## Task prompt
Would you copy each line of the records that includes the word "haven"?

Items from a data source
PR #317, opened 2017-06-01
Implement skill raising

Allofich:
Implements skill raising. From testing classic, I think the only factors that affect how many skill uses are needed to raise a skill are the skill value (it's percentage) and the player's level. Different skills have different modifiers to how many uses they need. Running has such a high one because it is tallied very quickly while moving.

### DIFF
--- a/Assets/Scripts/Game/Entities/DaggerfallSkills.cs
+++ b/Assets/Scripts/Game/Entities/DaggerfallSkills.cs
@@ -367,5 +367,72 @@ namespace DaggerfallWorkshop.Game.Entity
         {
             return GetPrimaryStat((DFCareer.Skills)index);
         }
+
+        // These are based on observations from testing classic and may not be completely accurate.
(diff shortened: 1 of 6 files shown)


Allofich:
There seems to be a bit of discrepancy between what the Daggerfall Chronicles says and what the game actually does.

The Daggerfall Chronicles says:
"If at least six game hours have passed since the last skill increase (of any skill)" to then increment the skill.

But if I'm not mistaken the game actually does the check when hours passed is > 6, not >= 6, and the time of the last skill increase is updated at this point whether skills qualify for advancement or not. So it would actually be a timer of the last skill check, not the last skill increase.

For now, I'm doing it the way the Daggerfall Chronicles says.

Allofich:
Actually.. I think I'm going to implement it the same was as the original game for now, because this could affect gameplay.

Allofich:
Okay, it's implemented like classic now.

Interkarma:
This is fantastic mate. I've not started down this path much at all, and to have this sort of research and contribution made is incredibly valuable. Thank you. :)

PR #318, opened 2017-06-02
Import some more information from classic saves

Allofich:
This imports a couple more things from classic saves:

1. Race for player to return to after they have become a vampire, werewolf or wereboar.
2. Hit points to gain on leveling up

Also corrected the race enums to match classic (they were off by 1) and added in vampire, werewolf and wereboar.

### DIFF
--- a/Assets/Scripts/API/Save/CharacterRecord.cs
+++ b/Assets/Scripts/API/Save/CharacterRecord.cs
@@ -94,7 +94,7 @@ namespace DaggerfallConnect.Save
             parsedData.armorValues = reader.ReadBytes(7);
 
             reader.BaseStream.Position = 0x58;
-            parsedData.levelUpModifier = reader.ReadInt32(); // the starting total of all the primary skills, the two top major skills and the top minor skill
+            parsedData.levelUpModifier = reader.ReadInt32();
             parsedData.opponentUnknown = reader.ReadInt32();
 
             reader.BaseStream.Position = 0x5c;
@@ -245,7 +245,7 @@ namespace DaggerfallConnect.Save
             public UInt16 transportationFlags;
             public Races race;
             public Byte[] armorValues;
-            public Int32 levelUpModifier;
+            public Int32 levelUpModifier; // The starting total of all the primary skills, the two top major skills and the top minor skill
             public Int32 opponentUnknown;
             public Int16 baseHealth;
             public Int16 currentHealth;
--- a/Assets/Scripts/API/Save/CharacterRecord.cs
+++ b/Assets/Scripts/API/Save/CharacterRecord.cs
@@ -126,10 +126,13 @@ namespace DaggerfallConnect.Save
 
             parsedData.skills = ReadSkills(reader, out parsedData.skillUses);
 
-            reader.BaseStream.Position = 0x016f;
+            reader.BaseStream.Position = 0x16f;
             parsedData.equippedItems = ReadEquippedItems(reader);
 
-            reader.BaseStream.Position = 0x01fd;
+            reader.BaseStream.Position = 0x1f2;
+            parsedData.race2 = ReadRace(reader);
+
+            reader.BaseStream.Position = 0x1fd;
             parsedData.timeStamp = reader.ReadUInt32();
 
             reader.BaseStream.Position = 0x230;
@@ -262,6 +265,7 @@ namespace DaggerfallConnect.Save
             public DaggerfallSkills skills;
             public Int16[] skillUses;
             public UInt32[] equippedItems;
+            public Races race2; // Stores character's original race for when returning from being a vampire, werewolf or wereboar
             public UInt32 timeStamp;
             public DFCareer career;
         }
--- a/Assets/Scripts/Game/Entities/EntityEnums.cs
+++ b/Assets/Scripts/Game/Entities/EntityEnums.cs
@@ -43,6 +43,9 @@ namespace DaggerfallWorkshop.Game.Entity
         WoodElf = 6,
         Khajiit = 7,
         Argonian = 8,
+        Vampire = 9,
+        Werewolf = 10,
+        Wereboar = 11,
     }
 
     /// <summary>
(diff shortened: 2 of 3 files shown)


Allofich:
Added import of resistance flags

Allofich:
Never mind, the resistance flags and immunity flags are already imported I see. Let me take that out.

Interkarma:
Interesting how I've performed (int)parsedData.race + 1 to force value read up to match one-based Races enum. I feel that I would have had a specific reason for doing this at time of writing, but cannot recall it right now.

I'll hold merging this for a bit until I go back through my past processes to determine why it was does this way.

Interkarma:
I can't find my reasoning for this right now. I'm willing to accept it's a mistake, but does seem very intentional on my side. Note the other enums are zero-based.

I'm still hesitant to change however. It would mean that a deserialized RaceTemplate from existing Daggerfall Unity save will no longer carry the correct race ID. This could change morphology behaviour for newly generated equipment and other downstream problems.

I'll look at this in more detail over the weekend. :)

Allofich:
Okay. The enums in this PR are correct as far as how classic uses them, at least.

Interkarma:
I have to agree for now as I can't divine my original reasoning. :) And by itself, I don't see a problem with your change. All new characters and freshly imported classic saves will be OK.

But to play nice with existing Daggerfall Unity saves would involve an uptick of save version and a migration step to decrement restored race IDs. Otherwise player race will say one thing but be handled differently internally based on the restored ID. Item generation is the first thing to come to mind as the race ID is ultimately used to select correct texture set fitting race body shape.

All else being equal, this really only impacts one-way classic save import, which the "+1" already takes care of. I guess it's a question of whether deleting a "+1" is a good enough reason to break existing saves, uptick save version, and write save migration handlers. That's the full impact, I'm afraid.

Considering classic save import is a one-way step and Daggerfall Unity saves are otherwise completely standalone, I'm inclined to leave it how it is for now. I'll come back to it over weekend. It's getting late here. :)

Allofich:
Sure, take your time. I didn't notice any problems during quick testing but if you have a particular case you can think of that might break in a Unity save, I can try it out. If saves are indeed broken then I can rewrite this to retain the +1 part.

Allofich:
Ah, yeah. I tried with an Argonian saved with master and when I clicked on a dead enemy I got the unsupported body morphology error. I'll undo the change then.

Interkarma:
Another case would be a Nord (old ID=3, new ID=2). After loading an existing DFU save game, the body morphology for subsequently generated items would still be made for ID=3, which is now Elf morphology. This would cause new armour/weapons not to align properly to character.

Thank you for undoing change for now. I agree you're matching the correct values to classic, and I can't for life of me recall why I did it this way (apart from a stupid mistake). It might come to me later... or it could just be a stupid mistake. :)

Allofich:
Oh, but we should still have the vampire, werewolf and wereboar race IDs. Let me add those back in.

Interkarma:
Awesome. Will need handling for body morphology of those races too. I haven't tested with vamp/were characters at all - I believe the body stays the same just the head is swapped.

Maybe in the case of vamp/were, assign morphology on base race?

Allofich:
Well werecreatures can't access inventory in the first place, but for vampires I think it's the base race morphology with the vampire face put on it. This is just speaking from memory.

Allofich:
Interesting, I just tried clicking on dead human enemies with a wereboar character, and although I get the "You cannot access the inventory while shapeshifted" message, the bodies say "This body has no treasure" if I keep clicking them. After reverting to regular form, they do have treasure when I click them.

Allofich:
Oh wait, I think the ones that I already clicked on as a wereboar still say "This body has no treasure" but the one or two I hadn't clicked on yet do have treasure? Unfortunately I killed the enemies on top of each other so it's hard to differentiate the bodies.

Interkarma:
When you import a vamp/were character from classic, what happens when GetBodyMorphology() is called? If it throws exception, will need to add vamp/were support to switch block. Can probably just use base race for purposes of defining body type.

Definitely more work needed way down the track when vamp/were gameplay implemented. For now, I'm just happy if these characters import and get loot fitting their body type (shapeshift form excluded for now obvs). :)

Allofich:
I tried the test above again, and I can confirm that clicking a dead human body will give the "You cannot access the inventory while shapeshifted" message and make the body have no treasure, even if you turn back into regular form. The body will have treasure if you turn back into normal form without having clicked it as a werecreature.

I'll try importing the character into DF Unity now.

Allofich:
Both master and this PR freeze with "KeyNotFoundException: The given key was not present in the dictionary." when I try to load the character, who is in wereboar form.

Interkarma:
Ah yes, will need a RaceTemplate instance for them as well after Argonian in RaceTemplate.cs.

Like I said, I haven't tested with vamp/were at all. Quite the can of worms. :)

Interkarma:
Merging this one now. Interesting how sometimes the small changes can result in the longest conversations. :)

One of us can add the vamp/were RaceTemplate stuff later, and then check the morphology setup for them. It's not like vamp/were characters are importable right now anyway, which avoids a lot of other problems.

Assets/Scripts/API/Save/CharacterRecord.cs
```diff
@@ -262,6 +265,7 @@ public struct CharacterRecordData
             public DaggerfallSkills skills;
             public Int16[] skillUses;
             public UInt32[] equippedItems;
+            public Races race2; // Stores character's original race for when returning from being a vampire, werewolf or wereboar
```
Interkarma: @Allofich I'm hoping you might be able to help with some trouble I'm having with importing lycanthrope saves. When importing a classic character infected as either a werewolf/wereboar, I've noticed that race/race2 will both be the same value (e.g. Breton) unless our lycanthrope is actively transformed at the time save was made. If the character is not transformed at time of save, I can't seem to find a way to identify if they are a werewolf/wereboar.

Is this something you might know more about, so I can check weretype on import even if not transformed at time of save? Thank you. :)

Allofich: I commented in https://github.com/Interkarma/daggerfall-unity/commit/dd4980dd828bbaabc872199f066bd4c955aaec07

PR #319, opened 2017-06-02
Restore some settings from classic saves

Allofich:
Does as the title says.


Allofich:
Added another one for god mode.

Interkarma:
Nice find, I wasn't aware there was a god mode enabled value stored in classic saves. 👍

PR #320, opened 2017-06-02
ModSettings: Tuples, improvements on Cancel button

TheLacus:
* Added support for tuples in ModSettings and ModSettingsWindow.
* Do not write to disk automatically when a preset is applied, let the
user Save or Cancel all changes.
* Minor changes to colors: use a brighter blue for section titles.


Interkarma:
Great stuff 👍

## Output of the exercise
Awesome. Will need handling for body morphology of those races too. I haven't tested with vamp/were characters at all - I believe the body stays the same just the head is swapped.
Like I said, I haven't tested with vamp/were at all. Quite the can of worms. :)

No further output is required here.